> **HOW TO COMPLETE THIS TASK**: With the string "getWMTSProvider" as the filter, copy each matching line from the records.

Saved entries
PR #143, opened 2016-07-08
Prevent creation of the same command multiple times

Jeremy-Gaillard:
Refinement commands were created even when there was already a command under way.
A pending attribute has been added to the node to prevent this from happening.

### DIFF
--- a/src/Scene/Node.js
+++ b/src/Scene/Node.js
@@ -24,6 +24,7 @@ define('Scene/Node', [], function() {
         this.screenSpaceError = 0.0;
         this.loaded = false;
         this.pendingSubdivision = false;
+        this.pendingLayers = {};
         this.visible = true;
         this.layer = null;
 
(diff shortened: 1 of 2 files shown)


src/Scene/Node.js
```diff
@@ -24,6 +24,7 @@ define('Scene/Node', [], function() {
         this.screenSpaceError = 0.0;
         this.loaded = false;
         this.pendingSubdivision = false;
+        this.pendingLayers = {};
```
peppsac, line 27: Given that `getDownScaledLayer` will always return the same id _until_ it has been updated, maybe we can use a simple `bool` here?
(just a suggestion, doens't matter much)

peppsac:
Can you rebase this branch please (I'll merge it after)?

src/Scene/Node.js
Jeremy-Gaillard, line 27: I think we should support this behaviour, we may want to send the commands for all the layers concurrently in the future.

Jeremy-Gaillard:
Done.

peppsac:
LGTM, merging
...
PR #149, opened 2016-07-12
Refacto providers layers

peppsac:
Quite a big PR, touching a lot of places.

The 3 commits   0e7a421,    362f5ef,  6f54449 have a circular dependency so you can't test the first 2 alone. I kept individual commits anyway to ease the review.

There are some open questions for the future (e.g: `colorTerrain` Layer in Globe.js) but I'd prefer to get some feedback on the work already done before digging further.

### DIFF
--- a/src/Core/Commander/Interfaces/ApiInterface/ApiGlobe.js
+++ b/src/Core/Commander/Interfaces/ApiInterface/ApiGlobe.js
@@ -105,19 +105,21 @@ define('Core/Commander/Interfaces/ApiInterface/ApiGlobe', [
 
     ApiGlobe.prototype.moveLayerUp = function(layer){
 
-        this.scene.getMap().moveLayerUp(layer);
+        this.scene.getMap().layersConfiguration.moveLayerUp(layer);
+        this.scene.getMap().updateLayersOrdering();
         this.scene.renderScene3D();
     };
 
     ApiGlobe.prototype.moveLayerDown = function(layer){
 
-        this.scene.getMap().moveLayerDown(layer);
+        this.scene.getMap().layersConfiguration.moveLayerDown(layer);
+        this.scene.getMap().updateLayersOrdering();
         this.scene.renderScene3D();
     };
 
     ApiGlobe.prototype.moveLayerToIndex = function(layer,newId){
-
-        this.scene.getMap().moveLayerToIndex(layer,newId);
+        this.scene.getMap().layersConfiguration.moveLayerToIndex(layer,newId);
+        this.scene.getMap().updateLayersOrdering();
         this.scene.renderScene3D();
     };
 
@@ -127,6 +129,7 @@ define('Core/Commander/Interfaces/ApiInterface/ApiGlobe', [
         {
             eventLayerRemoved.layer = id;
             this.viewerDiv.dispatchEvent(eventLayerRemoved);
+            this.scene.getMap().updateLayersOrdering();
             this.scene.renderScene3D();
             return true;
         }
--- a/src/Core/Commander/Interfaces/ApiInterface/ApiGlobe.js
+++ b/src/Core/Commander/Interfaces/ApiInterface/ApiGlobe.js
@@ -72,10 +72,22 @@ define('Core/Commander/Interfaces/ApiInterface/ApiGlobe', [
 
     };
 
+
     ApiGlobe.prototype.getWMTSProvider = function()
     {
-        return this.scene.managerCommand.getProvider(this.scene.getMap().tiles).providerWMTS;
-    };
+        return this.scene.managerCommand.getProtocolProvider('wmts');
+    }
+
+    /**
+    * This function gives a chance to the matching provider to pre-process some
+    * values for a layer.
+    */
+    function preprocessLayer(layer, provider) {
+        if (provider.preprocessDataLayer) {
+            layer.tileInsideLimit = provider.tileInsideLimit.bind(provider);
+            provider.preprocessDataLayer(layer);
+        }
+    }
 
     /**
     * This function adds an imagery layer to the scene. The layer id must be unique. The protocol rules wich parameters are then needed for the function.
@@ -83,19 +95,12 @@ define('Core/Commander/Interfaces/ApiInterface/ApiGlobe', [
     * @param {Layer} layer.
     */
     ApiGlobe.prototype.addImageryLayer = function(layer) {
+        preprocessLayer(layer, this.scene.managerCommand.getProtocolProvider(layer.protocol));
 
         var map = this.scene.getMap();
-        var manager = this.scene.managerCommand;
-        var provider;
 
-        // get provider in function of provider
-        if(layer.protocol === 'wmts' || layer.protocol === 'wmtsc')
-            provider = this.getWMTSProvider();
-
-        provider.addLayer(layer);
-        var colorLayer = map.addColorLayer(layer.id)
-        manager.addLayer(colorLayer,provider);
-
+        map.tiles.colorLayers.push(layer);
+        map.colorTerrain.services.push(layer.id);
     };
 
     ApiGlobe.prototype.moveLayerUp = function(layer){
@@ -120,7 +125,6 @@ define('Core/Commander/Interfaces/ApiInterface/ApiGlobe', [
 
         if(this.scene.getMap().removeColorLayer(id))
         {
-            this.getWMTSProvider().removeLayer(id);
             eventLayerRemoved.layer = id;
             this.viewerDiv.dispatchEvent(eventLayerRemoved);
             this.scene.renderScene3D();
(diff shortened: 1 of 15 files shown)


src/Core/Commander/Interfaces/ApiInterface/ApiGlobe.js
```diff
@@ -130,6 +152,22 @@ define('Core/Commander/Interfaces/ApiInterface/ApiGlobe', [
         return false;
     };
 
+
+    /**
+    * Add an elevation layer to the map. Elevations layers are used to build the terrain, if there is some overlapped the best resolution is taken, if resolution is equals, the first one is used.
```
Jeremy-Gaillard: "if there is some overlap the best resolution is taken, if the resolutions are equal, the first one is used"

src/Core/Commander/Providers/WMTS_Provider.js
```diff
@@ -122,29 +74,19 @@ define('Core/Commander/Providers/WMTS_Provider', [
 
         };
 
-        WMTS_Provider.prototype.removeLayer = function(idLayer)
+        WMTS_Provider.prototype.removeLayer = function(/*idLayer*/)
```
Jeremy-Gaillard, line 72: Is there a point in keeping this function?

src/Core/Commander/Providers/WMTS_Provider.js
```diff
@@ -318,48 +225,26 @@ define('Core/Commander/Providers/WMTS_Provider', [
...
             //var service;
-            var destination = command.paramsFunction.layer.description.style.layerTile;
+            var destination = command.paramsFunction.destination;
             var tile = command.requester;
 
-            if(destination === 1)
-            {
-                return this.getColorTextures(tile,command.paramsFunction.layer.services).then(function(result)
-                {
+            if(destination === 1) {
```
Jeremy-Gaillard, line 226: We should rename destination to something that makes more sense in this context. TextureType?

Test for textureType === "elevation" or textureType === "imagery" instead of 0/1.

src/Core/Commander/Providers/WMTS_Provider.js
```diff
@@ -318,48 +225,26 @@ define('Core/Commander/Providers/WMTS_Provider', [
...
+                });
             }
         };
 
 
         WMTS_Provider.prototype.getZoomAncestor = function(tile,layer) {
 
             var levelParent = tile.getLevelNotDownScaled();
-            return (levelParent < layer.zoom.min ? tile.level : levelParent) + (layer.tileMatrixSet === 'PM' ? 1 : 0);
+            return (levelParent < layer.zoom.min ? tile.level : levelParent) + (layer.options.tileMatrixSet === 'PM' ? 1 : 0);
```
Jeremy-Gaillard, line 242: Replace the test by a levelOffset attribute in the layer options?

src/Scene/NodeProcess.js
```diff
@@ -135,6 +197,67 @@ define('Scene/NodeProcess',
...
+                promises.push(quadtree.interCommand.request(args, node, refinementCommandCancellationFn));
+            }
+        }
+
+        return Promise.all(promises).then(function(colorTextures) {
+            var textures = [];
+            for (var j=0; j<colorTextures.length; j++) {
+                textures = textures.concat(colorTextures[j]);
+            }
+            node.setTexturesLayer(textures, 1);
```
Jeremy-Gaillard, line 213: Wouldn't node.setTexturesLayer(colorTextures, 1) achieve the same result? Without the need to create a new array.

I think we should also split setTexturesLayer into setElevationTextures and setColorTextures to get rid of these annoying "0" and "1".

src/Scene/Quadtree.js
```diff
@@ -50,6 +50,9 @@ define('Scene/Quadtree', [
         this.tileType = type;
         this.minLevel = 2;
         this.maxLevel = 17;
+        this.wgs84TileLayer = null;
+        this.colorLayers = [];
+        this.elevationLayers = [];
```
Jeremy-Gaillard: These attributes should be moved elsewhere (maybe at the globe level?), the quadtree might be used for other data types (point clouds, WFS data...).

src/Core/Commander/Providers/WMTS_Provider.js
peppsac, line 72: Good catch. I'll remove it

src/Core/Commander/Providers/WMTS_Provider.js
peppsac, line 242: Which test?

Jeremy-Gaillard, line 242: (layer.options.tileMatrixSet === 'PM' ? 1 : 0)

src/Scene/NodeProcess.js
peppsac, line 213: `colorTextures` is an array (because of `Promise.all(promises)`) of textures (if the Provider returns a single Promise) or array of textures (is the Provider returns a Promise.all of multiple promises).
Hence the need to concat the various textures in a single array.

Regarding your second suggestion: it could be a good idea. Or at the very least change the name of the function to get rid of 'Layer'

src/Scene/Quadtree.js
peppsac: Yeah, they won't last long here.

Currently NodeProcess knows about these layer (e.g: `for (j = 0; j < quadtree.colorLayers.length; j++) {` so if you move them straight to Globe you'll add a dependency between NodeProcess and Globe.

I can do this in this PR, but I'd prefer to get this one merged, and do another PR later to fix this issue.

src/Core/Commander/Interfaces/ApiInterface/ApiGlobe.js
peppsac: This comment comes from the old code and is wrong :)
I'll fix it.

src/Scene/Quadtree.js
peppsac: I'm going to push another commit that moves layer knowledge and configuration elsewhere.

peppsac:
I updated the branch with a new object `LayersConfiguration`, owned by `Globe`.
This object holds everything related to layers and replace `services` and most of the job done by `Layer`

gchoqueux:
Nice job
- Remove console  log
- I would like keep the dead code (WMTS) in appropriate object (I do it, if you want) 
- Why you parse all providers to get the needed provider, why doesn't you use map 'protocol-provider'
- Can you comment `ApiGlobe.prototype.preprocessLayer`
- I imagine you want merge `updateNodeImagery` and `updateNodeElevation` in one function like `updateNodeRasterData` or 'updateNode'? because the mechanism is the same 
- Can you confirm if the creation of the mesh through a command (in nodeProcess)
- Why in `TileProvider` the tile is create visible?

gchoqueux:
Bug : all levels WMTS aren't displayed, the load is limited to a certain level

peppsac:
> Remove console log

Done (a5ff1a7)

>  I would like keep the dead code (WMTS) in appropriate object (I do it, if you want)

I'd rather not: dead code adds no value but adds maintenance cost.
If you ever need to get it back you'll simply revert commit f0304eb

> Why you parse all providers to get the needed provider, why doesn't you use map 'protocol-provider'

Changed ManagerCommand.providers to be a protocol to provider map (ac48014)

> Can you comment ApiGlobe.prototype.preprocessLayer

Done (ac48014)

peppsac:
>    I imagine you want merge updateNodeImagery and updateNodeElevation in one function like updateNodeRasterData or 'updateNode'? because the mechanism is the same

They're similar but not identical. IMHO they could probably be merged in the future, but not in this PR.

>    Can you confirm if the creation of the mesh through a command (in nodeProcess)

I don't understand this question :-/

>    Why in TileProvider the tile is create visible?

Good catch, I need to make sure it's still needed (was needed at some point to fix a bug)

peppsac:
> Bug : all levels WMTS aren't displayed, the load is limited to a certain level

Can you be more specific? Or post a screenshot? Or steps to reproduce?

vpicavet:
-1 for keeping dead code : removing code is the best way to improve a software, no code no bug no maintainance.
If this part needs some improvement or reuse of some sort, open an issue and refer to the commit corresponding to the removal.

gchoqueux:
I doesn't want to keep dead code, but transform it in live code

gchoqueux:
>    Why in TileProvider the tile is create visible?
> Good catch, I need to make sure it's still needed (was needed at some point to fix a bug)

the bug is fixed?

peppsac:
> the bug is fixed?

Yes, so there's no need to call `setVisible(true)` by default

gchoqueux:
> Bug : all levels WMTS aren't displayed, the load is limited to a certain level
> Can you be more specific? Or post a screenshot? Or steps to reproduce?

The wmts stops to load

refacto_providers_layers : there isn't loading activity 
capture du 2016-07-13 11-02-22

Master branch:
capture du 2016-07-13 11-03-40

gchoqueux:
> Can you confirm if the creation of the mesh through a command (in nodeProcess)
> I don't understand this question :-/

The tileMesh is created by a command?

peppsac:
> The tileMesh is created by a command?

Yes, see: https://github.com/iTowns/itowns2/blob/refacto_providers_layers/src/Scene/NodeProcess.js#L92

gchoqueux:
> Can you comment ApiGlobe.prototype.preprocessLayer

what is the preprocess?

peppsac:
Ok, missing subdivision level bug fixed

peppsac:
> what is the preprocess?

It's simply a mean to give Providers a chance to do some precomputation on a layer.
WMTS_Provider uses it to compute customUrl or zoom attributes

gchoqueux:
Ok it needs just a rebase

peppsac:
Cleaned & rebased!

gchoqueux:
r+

> **RESULT**:
     ApiGlobe.prototype.getWMTSProvider = function()
-            provider = this.getWMTSProvider();
-            this.getWMTSProvider().removeLayer(id);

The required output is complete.